PROBLEM DESCRIPTION: An identical copy of all the entries is the required result.

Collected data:

----

Issue #1319, opened 2024-01-28
Add the City Repair Options to the More Options setting screen


FilmBoy84:
As reported in #1188 there are a number of issues getting the recently merged Incremental City Repair features on to the More Options Screen / Form

In addition to this, the relevant options and their values are not added to the configuration file along with the other options on first run / change. This needs to be implemented.

ayrtondenner:
Checking the code, I see that the problem starts with both new options being read as bool, which is not the case:

https://github.com/OpenApoc/OpenApoc/blob/319676dc5ed5391731df2f72384a2ac0a902823c/framework/options.cpp#L437-L444

I tried to programmatically find a way to determine each options type based on their declaration, but since I couldn't do it, I created a list with int and float options to check when the default bool approach is not the right one:

```c++
	// By default, city options list treat all options as boolean values
	// But we have some exceptions with different value types that needs to be checked
	const std::list<UString> cityNotificationsIntList = {"MaxTileRepair"};
	const std::list<UString> cityNotificationsFloatList = {"SceneryRepairCostFactor"};

	// FIXME: Can this be optimized?
	for (auto &p : *citynotificationList)
	{
		const UString full_name = p.first + "." + p.second;

		const auto isOptionInt =
		    std::find(cityNotificationsIntList.begin(), cityNotificationsIntList.end(), p.second) !=
		    cityNotificationsIntList.end();

		if (isOptionInt)
		{
			continue;
		}

		const auto isOptionFloat =
		    std::find(cityNotificationsFloatList.begin(), cityNotificationsFloatList.end(),
		              p.second) != cityNotificationsFloatList.end();

		if (isOptionFloat)
		{
			continue;
		}

		auto checkBox = mksp<CheckBox>(fw().data->loadImage("BUTTON_CHECKBOX_TRUE"),
		                               fw().data->loadImage("BUTTON_CHECKBOX_FALSE"));
		checkBox->Size = {240, citylistControl->ItemSize};
		checkBox->setData(mksp<UString>(full_name));
		checkBox->setChecked(config().getBool(full_name));
		auto label = checkBox->createChild<Label>(tr(config().describe(p.first, p.second)), font);
		label->Size = {216, citylistControl->ItemSize};
		label->Location = {24, 0};
		label->ToolTipText = tr(config().describe(p.first, p.second));
		label->ToolTipFont = font;
		citylistControl->addItem(checkBox);
	}
```
[...]

PR #1386, opened 2024-03-24
Add City Repair settings to More Options screen

ayrtondenner:
This is a partial fix addressing #1319

1. Add MaxTileRepair and SceneryRepairCostFactor settings and its values to Cityscape Options list
2. Unifying identic logic instructions related to Battlescape Options and Cityscape Options

image

As you can see, this PR is just a partial fix since it does NOT allow the update of these settings values. But since this already adds a lot of updates, and since it seems that to complete this task it will be necessary to create a new form for numeric values - int and float - I decided to push this PR before doing any further work on this.

Obs.: I created lists to store settings name that are not bool, but either int or float. Please let me know if there's any better way to get these settings value instead.


FilmBoy84:
Tested and changed values for visual feedback confirmation

All appears good, will merge this and leave #1319 open until a means to modify values is provided

image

----

OUTPUT:
Issue #1319, opened 2024-01-28
Add the City Repair Options to the More Options setting screen


FilmBoy84:
As reported in #1188 there are a number of issues getting the recently merged Incremental City Repair features on to the More Options Screen / Form

In addition to this, the relevant options and their values are not added to the configuration file along with the other options on first run / change. This needs to be implemented.

ayrtondenner:
Checking the code, I see that the problem starts with both new options being read as bool, which is not the case:

https://github.com/OpenApoc/OpenApoc/blob/319676dc5ed5391731df2f72384a2ac0a902823c/framework/options.cpp#L437-L444

I tried to programmatically find a way to determine each options type based on their declaration, but since I couldn't do it, I created a list with int and float options to check when the default bool approach is not the right one:

```c++
	// By default, city options list treat all options as boolean values
	// But we have some exceptions with different value types that needs to be checked
	const std::list<UString> cityNotificationsIntList = {"MaxTileRepair"};
	const std::list<UString> cityNotificationsFloatList = {"SceneryRepairCostFactor"};

	// FIXME: Can this be optimized?
	for (auto &p : *citynotificationList)
	{
		const UString full_name = p.first + "." + p.second;

		const auto isOptionInt =
		    std::find(cityNotificationsIntList.begin(), cityNotificationsIntList.end(), p.second) !=
		    cityNotificationsIntList.end();

		if (isOptionInt)
		{
			continue;
		}

		const auto isOptionFloat =
		    std::find(cityNotificationsFloatList.begin(), cityNotificationsFloatList.end(),
		              p.second) != cityNotificationsFloatList.end();

		if (isOptionFloat)
		{
			continue;
		}

		auto checkBox = mksp<CheckBox>(fw().data->loadImage("BUTTON_CHECKBOX_TRUE"),
		                               fw().data->loadImage("BUTTON_CHECKBOX_FALSE"));
		checkBox->Size = {240, citylistControl->ItemSize};
		checkBox->setData(mksp<UString>(full_name));
		checkBox->setChecked(config().getBool(full_name));
		auto label = checkBox->createChild<Label>(tr(config().describe(p.first, p.second)), font);
		label->Size = {216, citylistControl->ItemSize};
		label->Location = {24, 0};
		label->ToolTipText = tr(config().describe(p.first, p.second));
		label->ToolTipFont = font;
		citylistControl->addItem(checkBox);
	}
```
[...]

PR #1386, opened 2024-03-24
Add City Repair settings to More Options screen

ayrtondenner:
This is a partial fix addressing #1319

1. Add MaxTileRepair and SceneryRepairCostFactor settings and its values to Cityscape Options list
2. Unifying identic logic instructions related to Battlescape Options and Cityscape Options

image

As you can see, this PR is just a partial fix since it does NOT allow the update of these settings values. But since this already adds a lot of updates, and since it seems that to complete this task it will be necessary to create a new form for numeric values - int and float - I decided to push this PR before doing any further work on this.

Obs.: I created lists to store settings name that are not bool, but either int or float. Please let me know if there's any better way to get these settings value instead.


FilmBoy84:
Tested and changed values for visual feedback confirmation

All appears good, will merge this and leave #1319 open until a means to modify values is provided

image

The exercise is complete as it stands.